Building a Twilio-Backed SMS Relay for Multi-Carrier Failover: QDN Cascading Forward Architecture

What Was Done

We implemented infrastructure to support cascading SMS forwarding for QuickDumpNow (QDN), enabling a Twilio-mediated relay system that forwards incoming SMS messages through multiple carriers and backup numbers when primary routing fails. This solves a critical operational problem: the underlying carrier infrastructure doesn't support multi-leg forwarding rules natively, so we needed an application-layer solution.

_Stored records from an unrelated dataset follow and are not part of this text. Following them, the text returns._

PR #9401, opened 2026-07-20
Fix OperandReferenceAnalyzer to recognize all undefined data types

0xFE4415:
Use `Undefined.isUndefined(dt)` instead of `dt instanceof Undefined`, so that multi-byte undefined types are detected as undefined.
The `instanceof` check missed some variants of undefined causing the analyzer to treat them as defined and skip creating pointer references on them.

### DIFF
--- a/Ghidra/Features/Base/src/main/java/ghidra/app/plugin/core/analysis/OperandReferenceAnalyzer.java
+++ b/Ghidra/Features/Base/src/main/java/ghidra/app/plugin/core/analysis/OperandReferenceAnalyzer.java
@@ -348,7 +348,7 @@ public class OperandReferenceAnalyzer extends AbstractAnalyzer {
 					DataType dt = data.getDataType();
 					stuffDefined = true;
 					if (!(dt instanceof StringDataType || data.isPointer())) {
-						if (dt instanceof Undefined) {
+						if (Undefined.isUndefined(dt)) {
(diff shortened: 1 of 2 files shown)


0xFE4415:
Minimized reproduction:  

gcc [1.c](https://github.com/user-attachments/files/30198620/1.c) -o a.out
source build/venv/bin/activate # I used: ./gradlew prepPyGhidra
python [run_1c.py](https://github.com/user-attachments/files/30198846/run_1c.py) a.out

Expected Result (Slot 1 is a pointer):
```
'c' at 00403020, pointer size = 8
  slot 0 00403020: dt=undefined len=1 pointer=False
  slot 1 00403028: dt=pointer len=8 pointer=True
...
```

Actual Result (Slot 1 is undefined):
```
'c' at 00403020, pointer size = 8
  slot 0 00403020: dt=undefined1[16] len=16 pointer=False
  slot 1 00403028: dt=undefined1[16] len=16 pointer=False
...
```

Here is the compiled binary: ([a.out.zip](https://github.com/user-attachments/files/30198938/a.out.zip)).

0xFE4415:
Disclosure: I added tests with help of an AI assistant. I also manually verified that UndefinedArray test is, in fact, a regression test.

emteere:
Looks good.  Thanks for the PR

The core requirement came from QDN's dispatch workflow: when a customer texts a primary QDN number, that message needs to route through Sergio (main dispatcher), then to his backup (858-335-4807) if Sergio doesn't acknowledge within a timeout window. The carrier can't enforce this logic at the telecom level, so Twilio's SDK and API Gateway become the orchestration layer.

Technical Architecture

Credentials and Authentication

Twilio credentials were provisioned and stored in the standard secrets file:

  • TWILIO_ACCOUNT_SID: The primary account identifier required for all Twilio SDK calls and admin operations
  • TWILIO_AUTH_TOKEN: The authentication token for SDK runtime operations (preferred for application code)
  • TWILIO_API_KEY and TWILIO_API_SECRET: Alternative credentials for SDK instantiation, stored separately in case token rotation is needed

All credentials were appended to /Users/cb/Documents/repos/.secrets/repos.env with file permissions locked down to mode 600 (read/write owner only). This follows the pattern used across the Queen of San Diego infrastructure for environment variable secrets.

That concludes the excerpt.